Some examples include ST_Distance function that in PostgreSQL uses spheroid calculation but BigQuery currently approximates Earth as being flat. Same applies to weekday calculation, which in one database starts from 0, while from 1 in the other. Such mistakes can easily go unnoticed, especially when they affect only a few predictions.

Full pipeline

The process of taking data in any shape and form and converting it into a form digestible for machine learning models is called data preprocessing.

Most ML models expect the data to be in a numeric format, so booleans (None, False, True), categoricals (loading, unloading), dates, texts, images etc. all need to be converted into numbers in some way or form. Fortunately, our ML setup is relatively simple and uses tabular data where we only need to convert booleans, categoricals, and fill in some missing values.

There are many different ways in which one can encode (represent) non-numeric values. Ultimately, it’s up to the model developer to pick the encoding format that works the best in a given context. Once decided, the encoding strategy must be the same everywhere, or you would again risk obtaining different predictions in different environments.

We have experimented with a few different preprocessing strategies and in the end settled on scikit-learn pipelines.

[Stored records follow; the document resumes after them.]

PR #558, opened 2026-04-28
Give Transcripted a permanent Dock icon

r3dbars:
## Summary
- Flip `LSUIElement` to `false` so Transcripted shows a permanent Dock icon instead of being a menubar-only `.accessory` app that only briefly appeared in the Dock during recordings.
- Route Dock-icon clicks (via `applicationShouldHandleReopen`) to the Settings window on the Home page when no window is already visible; otherwise let AppKit bring the existing window to the front.
- Simplify `ActivationPolicyController` to always report `.regular`. Its original purpose — making the app appear in the force-quit dialog during a recording — is now satisfied for free by the always-regular policy. The recording-flag wiring is kept as a no-op to avoid churning callers, and the unit tests are updated to assert the new always-`.regular` behavior.

The menubar status item and its existing quick-action popover are unchanged — left-click still opens the popover, exactly as before.

## Test plan
- [x] `bash build.sh` passes.
- [x] `bash run-tests.sh` — 909/909 pass.
- [ ] Manually verify: Transcripted appears in the Dock at launch (no longer hides as `.accessory`).
- [ ] Click the Dock icon with no window open → Settings window opens on Home.
- [ ] Click the Dock icon with the Settings window already visible → existing window comes to the front.
- [ ] Left-click the menubar icon → quick-action popover appears (unchanged behavior).
- [ ] First-run: clicking the Dock icon before onboarding completion routes to the onboarding window.
- [ ] Start and stop a meeting / dictation → Dock icon stays put (no flicker between accessory and regular).

### DIFF
--- a/Info.plist
+++ b/Info.plist
@@ -29,7 +29,7 @@
 	<key>LSMinimumSystemVersion</key>
 	<string>26.0</string>
 	<key>LSUIElement</key>
-	<true/>
+	<false/>
 	<key>SUEnableAutomaticChecks</key>
 	<true/>
 	<key>SUAllowsAutomaticUpdates</key>
--- a/Sources/Support/ActivationPolicyController.swift
+++ b/Sources/Support/ActivationPolicyController.swift
@@ -1,20 +1,14 @@
 // Support/ActivationPolicyController.swift
-// Dynamically switches NSApp's activation policy so an active recording
-// session shows up in the macOS force-quit dialog (Cmd+Option+Esc).
+// Locks NSApp's activation policy to `.regular` so the app has a
+// permanent Dock presence (and shows up in Cmd+Option+Esc).
 //
-// Background: Transcripted is a menubar app, so it normally runs with
-// activation policy `.accessory` and `LSUIElement = true`. macOS hides
-// `.accessory` apps from the force-quit dialog; if the app freezes during
-// a recording, the user has to open Activity Monitor to kill it. Reported
-// pain: Taylor's meeting widget froze and the only recovery was Activity
-// Monitor.
-//
-// Fix shape: while a recording is active (meeting OR dictation), switch
-// to `.regular` so the app appears in the force-quit dialog. When all
-// sessions stop, switch back to `.accessory`. The Dock icon flickers in
-// for the duration of the recording — acceptable trade for a recovery
-// path. The menubar `NSStatusItem` is independent of activation policy
-// and stays visible the whole time.
+// History: this controller used to flip between `.accessory` (menubar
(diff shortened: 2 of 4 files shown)


r3dbars (commented):
**Verdict**: APPROVE (with one minor fix suggested)

**Summary**: Clean, well-scoped PR that gives Transcripted a permanent Dock icon by flipping `LSUIElement` to `false`, simplifying `ActivationPolicyController` to always return `.regular`, and routing Dock-icon clicks to the Settings/Home window (or onboarding if not yet completed). The change is small, correct, and the tests are properly updated to match the new always-regular semantics.

**Blockers**: None.

**Should fix**:
- Three doc comments in `TranscriptedApp.swift` still describe the old `.accessory` ↔ `.regular` switching behavior, which is now stale and misleading:
  - **Lines 69–72**: `"Switches NSApp's activation policy between .accessory (idle) and .regular (during a meeting/dictation recording)…"` — should say something like "Keeps NSApp's activation policy at `.regular` for permanent Dock presence."
  - **Lines 80–82**: `"Dock icon + menubar — start .accessory for the menubar-only feel; the controller will swap to .regular while a recording session runs…"` — should say the app starts as `.regular` for its permanent Dock icon.
  - **Lines 453–457**: `"activation-policy controller can swap the app between .accessory (idle) and .regular (recording)…"` — same issue; the controller no longer swaps.

  These are in the same file that was edited but outside the diff. Since the PR specifically changed the behavior they describe, updating them would be consistent. Not a blocker, but readers of this code will be confused by the contradictory comments.

**Nits**:
- In `ActivationPolicyDecision.desiredPolicy`, the `_ = isMeetingRecording` / `_ = isDictationRecording` lines are fine for suppressing unused-parameter warnings, but an alternative would be to use `_` parameter labels in the signature. That said, keeping the named parameters preserves API compatibility with callers, so the current approach is defensible. Take or leave.

**What looks good**:
- The `applicationShouldHandleReopen` handler is well-structured: it correctly returns `true` when windows exist (letting AppKit handle it), checks onboarding state before showing settings, and includes the `resolvedSourceApp()` call to preserve the external-app tracking that `togglePopover` also uses.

These allow us to write custom encoders and save these alongside the model into a single file — we found such an approach to be very reliable and easily testable. In addition to preprocessing, most models also require a post-processing step, needed to impose additional sanity checks, handle outliers, and add additional hand coded heuristics rules. This post-processing step also works nicely with scikit-learn pipelines.

Before settling on the scikit-learn we tried keeping data pre-processing and the model separate. This meant that whenever one wanted to load the model and make predictions — during evaluation, production, or research phases — one first had to load the code and state of preprocessing logic, transform the data, and then feed transformed data into the model in the correct way. This approach ended up being very prone to bugs.

With scikit-learn pipelines, all of this logic is encoded right into the model, removing the errors that would otherwise surface from incorrect model usage.

Summary

It is not easy to move critical parts of business logic to a machine-learning model, which are often seen as black boxes that may or may not return reasonable results in all possible real-world scenarios.

It took us quite a bit of experimentation and research to come up with the approach described above, finding a middle-ground between trusting ML models and ensuring they are performing predictably in all situations. All of this research led us to an approach that has worked incredibly well, leading to significant improvements in ETA accuracy, without losing stability of the production system.

In upcoming posts we’ll go deeper behind this approach, looking into how the model works in the production environment and how we monitor its’ performance.